1) A ball is hit at an angle of 36 degrees to the horizontal from 14 feet above the ground. If it hits the ground 26 feet away (in horizontal distance), what was the initial velocity? Assume there is no air resistance.
i have posted the same question earlier and i got some steps to the answer .i am very thankful to you .Butwith that I am not able to reach the correct numericl answer which is 22.415 ft./sec
To find the initial velocity of the ball, we can break down the problem into horizontal and vertical components.
Let's start by analyzing the vertical motion of the ball. The initial vertical position is 14 feet above the ground, and the final vertical position is on the ground.
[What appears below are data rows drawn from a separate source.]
Issue #37, opened 2026-07-29
Connect the Chrome extension to Logue, then let Logue work in the browser


shanforge:
## Summary

Logue's Chrome extension is built and ready ([`bitwize-ai/logue-chrome-extension`](https://github.com/bitwize-ai/logue-chrome-extension)) but has nothing to talk to. It expects a local HTTP server inside the macOS app on `127.0.0.1:52452`, and that server does not exist yet — so every panel in the extension currently reports "Logue is not running".

This issue covers connecting the two, and then the larger capability that connection makes possible: letting Logue see and act in the browser the user is already signed into.

Everything stays on the machine. The extension talks to `localhost`, the local MLX model answers, and the answer comes back down the same loopback connection. Nothing here introduces a network call.

---

## Phase 1 — Make the extension work

The bridge itself: discovery, a session handshake, model listing, and chat with streaming. Enough that the extension connects and its chat panel works end to end.

### Logue (macOS app)

- [ ] Loopback HTTP server (`NWListener` bound to `127.0.0.1`, never `0.0.0.0`)
- [ ] Minimal HTTP/1.1 request parsing and response writing, with keep-alive
- [ ] Origin check — only `chrome-extension://` callers, which the browser sets and a page cannot forge
- [ ] `GET /v1/logue/status` — app fingerprint, whether a model is loaded, active model, version
- [ ] `POST /v1/logue/handshake` — session token the extension stores
- [ ] `GET /v1/models` — the model list, marking the active one
- [ ] `POST /v1/logue/chat` — non-streaming answer
- [ ] `POST /v1/chat/completions` — streaming answer as Server-Sent Events
- [ ] Page content passed as `context` wrapped in delimiters before it reaches the model — it is someone else's web page, so it is data, not instructions
- [ ] Every endpoint the extension calls but this phase does not serve answers `501` with a readable message, not a bare failure
- [ ] **Opt-in toggle in Settings → Privacy, off by default.** A listening socket is not something to open on every user's behalf
- [ ] Server starts and stops with the toggle, and stops when the app quits
- [ ] Tests for the parsing and routing rules (pure, no socket needed)

### Chrome extension

- [ ] `host_permissions` covers every port discovery scans — currently only `52452` is permitted while discovery tries three
- [ ] Handle `501` as "this tool isn't available yet" rather than a connection error, so a partial server doesn't read as a broken app
- [ ] Connection status distinguishes *Logue not running* from *running but no model loaded* — different problems, different fixes
[...]

PR #38, opened 2026-07-29
feat: a loopback bridge so the browser extension can use this Mac's models

shanforge:
Phase 1 of #37 — the macOS side.

The Chrome extension has been complete for a while with nothing to talk to: it expects a local HTTP server on `127.0.0.1`, so every panel reported "Logue is not running". This is that server.

## What it serves

| Endpoint | |
|---|---|
| `GET /v1/logue/status` | fingerprint, whether a model is loaded, active model, version |
| `POST /v1/logue/handshake` | session token the extension stores |
| `GET /v1/models` | model list, marking the active one |
| `POST /v1/logue/chat` | answer, streaming or not |
| `POST /v1/chat/completions` | streaming answer as Server-Sent Events |

Everything else the extension might call answers `501` with a message naming the tool. "That button does nothing yet" and "you are talking to the wrong app" are different things, and a `404` says the wrong one.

The acceleration due to gravity, which acts vertically downward, is 32.2 ft/s^2 (approximately).
We can use the following kinematic equation to relate the initial vertical velocity, time of flight, and vertical displacement:
h = (v0y * t) - (0.5 * g * t^2),
where:
h is the vertical displacement (14 feet),
v0y is the initial vertical velocity,
t is the time of flight, and
g is the acceleration due to gravity (32.2 ft/s^2).
Rearranging the equation, we get:
v0y = (h + 0.5 * g * t^2) / t.
Now, let's move on to the horizontal motion of the ball. We are given that the horizontal distance traveled is 26 feet, and the angle of projection is 36 degrees with respect to the horizontal.
Using the equation for horizontal displacement, we can relate the initial horizontal velocity, time of flight, and horizontal displacement:
d = v0x * t,
where:
d is the horizontal displacement (26 feet), and
v0x is the initial horizontal velocity.
Since the horizontal velocity remains constant throughout the motion (no horizontal acceleration), we can find v0x as follows:
v0x = d / t.
To find the time of flight (t), we can use the following equation derived from the vertical motion:
t = sqrt((2 * h) / g).
Now, substituting the above values into the equations, we can find the initial vertical and horizontal velocities separately.
1. Calculate the time of flight (t):
t = sqrt((2 * 14) / 32.2) = 0.847 seconds (approximately).
2. Calculate the initial vertical velocity (v0y):
v0y = (14 + 0.5 * 32.2 * (0.847^2)) / 0.847 = 17.825 ft/s (approximately).
3. Calculate the initial horizontal velocity (v0x):
v0x = 26 / 0.847 = 30.679 ft/s (approximately).
To find the magnitude of the initial velocity, we can use the Pythagorean theorem:
v0 = sqrt(v0x^2 + v0y^2) = sqrt((30.679^2) + (17.825^2)) = 34.365 ft/s (approximately).
Hence, the initial velocity of the ball is approximately 34.365 ft/s.